**Collected data entries**
********
PR #7341, opened 2022-01-24
Use relative paths for the @solrsearch path_parent filter query.

elioschmutz:
This PR changes the `path_parent` filter query.

Since the physical path of an object is only for internal use, we have to change the `path_parent` filter query to accept relativ paths.

For [CA-2174]

## Checklist

- [x] Changelog entry

- API change:
  - If breaking:
    - [x] api-change label added
- New functionality:
- DB-Schema migration
- New translations

[CA-2174]: https://4teamwork.atlassian.net/browse/CA-2174?atlOrigin=eyJpIjoiNWRkNTljNzYxNjVmNDY3MDlhMDU5Y2ZhYzA5YTRkZjUiLCJwIjoiZ2l0aHViLWNvbS1KU1cifQ

### DIFF
--- a/docs/public/dev-manual/api/api_changelog.rst
+++ b/docs/public/dev-manual/api/api_changelog.rst
@@ -8,7 +8,7 @@ API Changelog
 
 Breaking Changes
 ^^^^^^^^^^^^^^^^
-
+- ``@solrsearch:``: Change ``path_parent`` filter query to no longer expect physical paths but relative paths instead.
 
 Other Changes
 ^^^^^^^^^^^^^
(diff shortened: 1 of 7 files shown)


docs/public/dev-manual/api/api_changelog.rst
```diff
@@ -8,7 +8,7 @@ API Changelog
 
 Breaking Changes
 ^^^^^^^^^^^^^^^^
-
+- ``@solrsearch:``: Change ``relative_path`` filter query to no longer expect physical paths but relative paths instead.
```
njohner, line 11: Change ``relative_path`` -> Change ``path_parent``?

njohner (approved):
LGTM

PR #7342, opened 2022-01-25
Use static fixtures for workspace fixtures

elioschmutz:
This PR uses static uids for the workspace testing fixtures. It seems that we've forgotten it while adding the fixtures.

We need this change to make frontend testing fixtures static.


njohner (approved):
LGTM

PR #7344, opened 2022-01-26
Actor portrait_url from different sources

elioschmutz:
This PR implements an  `IActorSettings` registry interface with a `user_avatar_image_source_type` property.

This allows us to configure the portrait_url lookup between the three modes:

- plone only
- portal only
- plone with fallback to portal

The `@actors` endpoint respects this setting and returns the expected portrait url.

For [CA-1938]

## Checklist

- [x] Changelog entry

- API change:
  - If breaking:
    - [ ] api-change label added
- New functionality:
- DB-Schema migration
- New translations

[CA-1938]: https://4teamwork.atlassian.net/browse/CA-1938?atlOrigin=eyJpIjoiNWRkNTljNzYxNjVmNDY3MDlhMDU5Y2ZhYzA5YTRkZjUiLCJwIjoiZ2l0aHViLWNvbS1KU1cifQ

### DIFF
--- a/changes/CA-1938.feature
+++ b/changes/CA-1938.feature
@@ -1,0 +1,1 @@
+Actor portrait_url respects the IActorSettings to choose the portrait_url from plone or the portal. [elioschmutz]
--- a/opengever/base/interfaces.py
+++ b/opengever/base/interfaces.py
@@ -490,3 +490,25 @@ class IWhiteLabelingSettings(Interface):
 
     logo_src = schema.Bytes(title=u'Logo image',
                             description=u'Format must be png, height must be 30px')
+
+
+AVATAR_SOURCE_PLONE_ONLY = 'plone_only'
+AVATAR_SOURCE_PORTAL_ONLY = 'portal_only'
+AVATAR_SOURCE_AUTO = 'auto'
********
**WHAT TO WORK ON**
Copy the entries exactly, leaving no line out.

**WRITTEN ANSWER**
PR #7341, opened 2022-01-24
Use relative paths for the @solrsearch path_parent filter query.

elioschmutz:
This PR changes the `path_parent` filter query.

Since the physical path of an object is only for internal use, we have to change the `path_parent` filter query to accept relativ paths.

For [CA-2174]

## Checklist

- [x] Changelog entry

- API change:
  - If breaking:
    - [x] api-change label added
- New functionality:
- DB-Schema migration
- New translations

[CA-2174]: https://4teamwork.atlassian.net/browse/CA-2174?atlOrigin=eyJpIjoiNWRkNTljNzYxNjVmNDY3MDlhMDU5Y2ZhYzA5YTRkZjUiLCJwIjoiZ2l0aHViLWNvbS1KU1cifQ

### DIFF
--- a/docs/public/dev-manual/api/api_changelog.rst
+++ b/docs/public/dev-manual/api/api_changelog.rst
@@ -8,7 +8,7 @@ API Changelog
 
 Breaking Changes
 ^^^^^^^^^^^^^^^^
-
+- ``@solrsearch:``: Change ``path_parent`` filter query to no longer expect physical paths but relative paths instead.
 
 Other Changes
 ^^^^^^^^^^^^^
(diff shortened: 1 of 7 files shown)


docs/public/dev-manual/api/api_changelog.rst
```diff
@@ -8,7 +8,7 @@ API Changelog
 
 Breaking Changes
 ^^^^^^^^^^^^^^^^
-
+- ``@solrsearch:``: Change ``relative_path`` filter query to no longer expect physical paths but relative paths instead.
```
njohner, line 11: Change ``relative_path`` -> Change ``path_parent``?

njohner (approved):
LGTM

PR #7342, opened 2022-01-25
Use static fixtures for workspace fixtures

elioschmutz:
This PR uses static uids for the workspace testing fixtures. It seems that we've forgotten it while adding the fixtures.

We need this change to make frontend testing fixtures static.


njohner (approved):
LGTM

PR #7344, opened 2022-01-26
Actor portrait_url from different sources

elioschmutz:
This PR implements an  `IActorSettings` registry interface with a `user_avatar_image_source_type` property.

This allows us to configure the portrait_url lookup between the three modes:

- plone only
- portal only
- plone with fallback to portal

The `@actors` endpoint respects this setting and returns the expected portrait url.

For [CA-1938]

## Checklist

- [x] Changelog entry

- API change:
  - If breaking:
    - [ ] api-change label added
- New functionality:
- DB-Schema migration
- New translations

[CA-1938]: https://4teamwork.atlassian.net/browse/CA-1938?atlOrigin=eyJpIjoiNWRkNTljNzYxNjVmNDY3MDlhMDU5Y2ZhYzA5YTRkZjUiLCJwIjoiZ2l0aHViLWNvbS1KU1cifQ

### DIFF
--- a/changes/CA-1938.feature
+++ b/changes/CA-1938.feature
@@ -1,0 +1,1 @@
+Actor portrait_url respects the IActorSettings to choose the portrait_url from plone or the portal. [elioschmutz]
--- a/opengever/base/interfaces.py
+++ b/opengever/base/interfaces.py
@@ -490,3 +490,25 @@ class IWhiteLabelingSettings(Interface):
 
     logo_src = schema.Bytes(title=u'Logo image',
                             description=u'Format must be png, height must be 30px')
+
+
+AVATAR_SOURCE_PLONE_ONLY = 'plone_only'
+AVATAR_SOURCE_PORTAL_ONLY = 'portal_only'
+AVATAR_SOURCE_AUTO = 'auto'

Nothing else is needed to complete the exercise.